All the themes of our culture were there. In this fictional documentary set during the 1920s and 1930s a non-descript American called Leonard Zelig (Woody Allen) achieves notoriety for his ability to look, act and sound like anyone he meets. He ingratiates himself with everyone from the lower echelons of society to F. Scott Fitzgerald and the Pope becoming famous as The Changing Man. Even Hollywood comes calling and makes a film about him. His chameleon-like skill catches the eye of Eudora Fletcher (Mia Farrow), a psychiatrist who thinks Zelig is in need of serious cognitive analysis as someone who goes to extremes to make himself fit into society. Their relationship moves in a direction that’s not often covered in medical textbooks as she hypnotises him I’m certain it’s something he picked up from eating Mexican food.
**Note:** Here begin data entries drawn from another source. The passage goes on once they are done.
PR #1065, opened 2023-09-14
Intelligent Cody: Extract identifiers with Treesitter

efritz:
This is a WIP we should discuss about finishing. This currently replaces the looks-like-an-identifier parsing with a treesitter node walk. This should be equivalent in functionality with fewer false positives (trying to extract definitions from strings or in block comments, for example).

Where this shines is the ability (in the future, not implemented here) to try to reduce multiple requests to different occurrences of the same variable. We should be able to do a quick tree walk to see which variables reside in the same scope and deduplicate them in a semantically intelligent way.

### DIFF
--- a/vscode/src/graph/graph.ts
+++ b/vscode/src/graph/graph.ts
@@ -1,10 +1,12 @@
 import * as vscode from 'vscode'
 import { URI } from 'vscode-uri'
+import { SyntaxNode } from 'web-tree-sitter'
 
 import { HoverContext, PreciseContext } from '@sourcegraph/cody-shared/src/codebase-context/messages'
 import { dedupeWith, isDefined } from '@sourcegraph/cody-shared/src/common'
 import { ActiveTextEditorSelectionRange, Editor } from '@sourcegraph/cody-shared/src/editor'
 
+import { getCachedParseTreeForDocument } from '../completions/tree-sitter/parse-tree-cache'
 import { logDebug } from '../log'
 
 // TODO(efritz) - move to options object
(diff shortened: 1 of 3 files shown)


philipp-spiess:
Uhh exiciting. I'll be OOO tomorrow so pinging @valerybugakov for his eyes too 👀

vscode/src/graph/graph.ts
```diff
@@ -379,21 +387,43 @@ interface Request {
...
+        if (cachedParseTree) {
+            const nodes: SyntaxNode[] = [cachedParseTree.tree.rootNode]
+            while (true) {
+                const node = nodes.shift()
+                if (!node) {
+                    break
+                }
+
+                if (range.start.line <= node.startPosition.row && node.startPosition.row <= range.end.line) {
+                    if (node.type.includes('identifier')) {
```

A formally and technically brilliant and absolutely hilarious spoof documentary that integrates real and manipulated newsreel footage with faked home movies, a film within a film, period photographs of the leads and interviews with contemporary personalities, real and imagined, from Susan Sontag and Saul Bellow to ‘Eudora Fletcher’ (Ellen Garrison) in the present day. Even Bruno Bettelheim shows up to declare the subject the ultimate conformist. The sequence on the anti-semitism Zelig experiences as a child (his parents sided with the anti-semites, narrator Patrick Horgan informs us mournfully) is laugh out loud funny. Of course it has a payoff – in Nazi Germany. The editing alone is breathtaking, there is not a false moment and the music is superlative, forming a backdrop and a commentary as well as instilling in the audience a realistic feel for the time in which this is set. There are moments where you will not believe your eyes as Allen transforms into everyone he meets – regardless of race, shape or colour. An original and funny mockumentary that’s actually about the world we live in, an extreme response to childhood bullying and what we do to make ourselves fit in and where that could lead. You just told the truth and it sold papers – it never happened before!

 

The Big Chill (1983)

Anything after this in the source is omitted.